Les personnages sont construits par leurs costumes, les décors et surtout par leurs performances acrobatiques. Ils n’ont pas de texte mis à part quelques commentaires sporadiques ou quelques exclamations. Justine Musseau et Shane Minerich incarnent un jeune homme qui veut séduire et une jeune femme qui résiste et rejette l’autre. Vers la fin du spectacle, Shane Minerich saute sur un grand trampoline encore et encore représentant ainsi une tentative de séduire sans relâche. Justine Musseau, elle, se tient en équilibre sur une chaise en haut du mur de la maison large de moins d’un mètre, comme pour imager cet équilibre qu’elle doit trouver face à sa relation avec l’homme qui veut la séduire.

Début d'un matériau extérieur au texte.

PR #47, opened 2024-05-22
only check for layer identifiers in the first word of each line

stijnvermeeren-swisstopo:


redur:
I can see that this adds value, but unfortunately it is not fault proof either.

Plus tard, une autre femme boit dans une flasque et déchire une lettre. Celle-ci se trouve emportée dans sa roue de Cyr, comme si elle était prise dans un tourbillon de tristesse et d’alcool.
L’intention, annoncée avant le spectacle, veut que les personnages soient invités par la maison. Un indice pourrait résider dans le fait que les personnages arrivent avec une feuille blanche dans la maison. Il est possible qu’il s’agisse d’un courrier commun, mais il se pourrait aussi que les invitations soient représentées par les carnets verts des personnages montrés lors de la dernière scène. Il n’y a pas d’explication et les spectateurs doivent répondre aux questions par ce qu’ils ont compris dans l’agencement des figures de cirque. Bien que des moments du spectacle se dégagent et réussissent à susciter l’adhésion des spectateurs et à les toucher, on peine ainsi sur la durée à comprendre pleinement l’histoire de la maison et de ses habitants. Celle-ci tend à rester opaque au-delà de certaines performances acrobatiques.